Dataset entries
"""
Issue #922, opened 2022-05-11
Add RKE Support for ACI Network Provider to Terraform Provider


a-blender:
Add RKE support for the [ACI Network Provider](https://www.cisco.com/c/en/us/solutions/data-center-virtualization/application-centric-infrastructure/index.html) to the rancher2 terraform provider. The [aci_network_provider](https://registry.terraform.io/providers/rancher/rke/latest/docs/resources/cluster#aci_network_provider) is already supported in the docs. It just needs to be added to the provider.

a-blender:
Discussed with @Oats87 since I noticed the `aci_network_provider` field is documented in the terraform docs for the [rke_cluster](https://registry.terraform.io/providers/rancher/rke/latest/docs/resources/cluster#aci_network_provider) resource but not in the [rancher2_cluster](https://registry.terraform.io/providers/rancher/rancher2/latest/docs/resources/cluster#network) resource. This is not a blocker. It will be implemented in the rancher 2 terraform provider, but ACI is not supported as an option in the UI.

annablender:
I had to bump several packages that were out of date in the tf provider go.mod. Golang has also been updated to 1.17. In addition, drone was failing with errors when using the latest golang alpine image `golang 1.17.3-alpine3.16 so @kinarashah and I updated the drone image to golang 1.17.3 and the build image to golang 1.17.3-alpine3.13 because of this issue https://github.com/docker-library/php/issues/1177.

We're suspicious there may be a problem with how drone runs the tf tests so I've commented out the tests in the GNU makefile.

a-blender:
In order for ACI network provider support to work properly, the tf rancher2 provider had to have the rancher/rancher and go client dependencies bumped, as well as go updated to 1.17. The tf provider now uses go 1.17-alpine3.13 instead of 3.14 due to this issue https://github.com/Mellanox/k8s-rdma-shared-dev-plugin/issues/49. Drone was also having issues running tests with that image, so drone now uses go 1.17.3.

The dependency bump PR https://github.com/rancher/terraform-provider-rancher2/pull/959 has been merged. I rebased the updates into  https://github.com/rancher/terraform-provider-rancher2/pull/912 (ACI network provider support) which should fix the CI.

a-blender:
https://github.com/rancher/terraform-provider-rancher2/pull/912 has been merged

a-blender:
[...]

PR #959, opened 2022-07-16
Bump rancher/rancher and go client deps

a-blender:
Issue: https://github.com/rancher/terraform-provider-rancher2/issues/922

I'm not _exactly_ sure if this is the right way to do this, but we need to bump rancher to pull in the latest rke updates so ACI network provider support will work. @kinarashah


HarrisonWAffel (approved):
The build failure doesn't seem to be related to the changes made here (its having a problem reaching the docker-socket, I restarted it for you). I found an older PR where [the rancher dep is bumped]( https://github.com/rancher/terraform-provider-rancher2/commit/b4d5bcf1156c9f97172855598e36f56a5c13964f#diff-33ef32bf6c23acb95f5902d7097b7a1d5128ca061167ec0716715b0b9eeaa5f6) and this looks to being doing the same thing, so LGTM as long as build passes and it works locally 

edit: build is still failing, looks like it may be related to these changes

jakefhyde (approved):

a-blender:
@kinarashah It appears that the build is failing with the `sharedInformer` error because go client is not getting updated. Trying to fix this on my end

edit: My go.sum was not updated due to the difference in how go 1.16 and 1.17 handle dependencies. I ran a `go mod tidy -compat=1.17` to remove the go 1.16 checksums from the go.mod file and that worked. Needs a re-review to make sure that this change is ok to merge.

a-blender:
I had to bump several packages that were out of date in the tf provider go.mod. Golang has also been updated to 1.17. In addition, drone was failing with errors when using the latest golang alpine image `golang 1.17.3-alpine3.16 so @kinarashah and I updated the drone image to golang 1.17.3 and the build image to golang 1.17.3-alpine3.13 because of this issue https://github.com/docker-library/php/issues/1177.

We're suspicious there may be a problem with how drone runs the tf tests so I've commented out the tests in the GNU makefile.

annablender:
@kinarashah Could you confirm that this is ok to merge even with the commented-out tests?

a-blender:
So the build passed with commented out tests, which means there's an issue with how drone runs the tf tests. Will need to debug this and fix this before merging.

a-blender:
Issue was flaky tests, unsurprisingly :)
"""
# Goal of the exercise:
Give back the entries above precisely as they appear.

# Exercise output:
Issue #922, opened 2022-05-11
Add RKE Support for ACI Network Provider to Terraform Provider


a-blender:
Add RKE support for the [ACI Network Provider](https://www.cisco.com/c/en/us/solutions/data-center-virtualization/application-centric-infrastructure/index.html) to the rancher2 terraform provider. The [aci_network_provider](https://registry.terraform.io/providers/rancher/rke/latest/docs/resources/cluster#aci_network_provider) is already supported in the docs. It just needs to be added to the provider.

a-blender:
Discussed with @Oats87 since I noticed the `aci_network_provider` field is documented in the terraform docs for the [rke_cluster](https://registry.terraform.io/providers/rancher/rke/latest/docs/resources/cluster#aci_network_provider) resource but not in the [rancher2_cluster](https://registry.terraform.io/providers/rancher/rancher2/latest/docs/resources/cluster#network) resource. This is not a blocker. It will be implemented in the rancher 2 terraform provider, but ACI is not supported as an option in the UI.

annablender:
I had to bump several packages that were out of date in the tf provider go.mod. Golang has also been updated to 1.17. In addition, drone was failing with errors when using the latest golang alpine image `golang 1.17.3-alpine3.16 so @kinarashah and I updated the drone image to golang 1.17.3 and the build image to golang 1.17.3-alpine3.13 because of this issue https://github.com/docker-library/php/issues/1177.

We're suspicious there may be a problem with how drone runs the tf tests so I've commented out the tests in the GNU makefile.

a-blender:
In order for ACI network provider support to work properly, the tf rancher2 provider had to have the rancher/rancher and go client dependencies bumped, as well as go updated to 1.17. The tf provider now uses go 1.17-alpine3.13 instead of 3.14 due to this issue https://github.com/Mellanox/k8s-rdma-shared-dev-plugin/issues/49. Drone was also having issues running tests with that image, so drone now uses go 1.17.3.

The dependency bump PR https://github.com/rancher/terraform-provider-rancher2/pull/959 has been merged. I rebased the updates into  https://github.com/rancher/terraform-provider-rancher2/pull/912 (ACI network provider support) which should fix the CI.

a-blender:
https://github.com/rancher/terraform-provider-rancher2/pull/912 has been merged

a-blender:
[...]

PR #959, opened 2022-07-16
Bump rancher/rancher and go client deps

a-blender:
Issue: https://github.com/rancher/terraform-provider-rancher2/issues/922

I'm not _exactly_ sure if this is the right way to do this, but we need to bump rancher to pull in the latest rke updates so ACI network provider support will work. @kinarashah


HarrisonWAffel (approved):
The build failure doesn't seem to be related to the changes made here (its having a problem reaching the docker-socket, I restarted it for you). I found an older PR where [the rancher dep is bumped]( https://github.com/rancher/terraform-provider-rancher2/commit/b4d5bcf1156c9f97172855598e36f56a5c13964f#diff-33ef32bf6c23acb95f5902d7097b7a1d5128ca061167ec0716715b0b9eeaa5f6) and this looks to being doing the same thing, so LGTM as long as build passes and it works locally 

edit: build is still failing, looks like it may be related to these changes

jakefhyde (approved):

a-blender:
@kinarashah It appears that the build is failing with the `sharedInformer` error because go client is not getting updated. Trying to fix this on my end

edit: My go.sum was not updated due to the difference in how go 1.16 and 1.17 handle dependencies. I ran a `go mod tidy -compat=1.17` to remove the go 1.16 checksums from the go.mod file and that worked. Needs a re-review to make sure that this change is ok to merge.

a-blender:
I had to bump several packages that were out of date in the tf provider go.mod. Golang has also been updated to 1.17. In addition, drone was failing with errors when using the latest golang alpine image `golang 1.17.3-alpine3.16 so @kinarashah and I updated the drone image to golang 1.17.3 and the build image to golang 1.17.3-alpine3.13 because of this issue https://github.com/docker-library/php/issues/1177.

We're suspicious there may be a problem with how drone runs the tf tests so I've commented out the tests in the GNU makefile.

annablender:
@kinarashah Could you confirm that this is ok to merge even with the commented-out tests?

a-blender:
So the build passed with commented out tests, which means there's an issue with how drone runs the tf tests. Will need to debug this and fix this before merging.

a-blender:
Issue was flaky tests, unsurprisingly :)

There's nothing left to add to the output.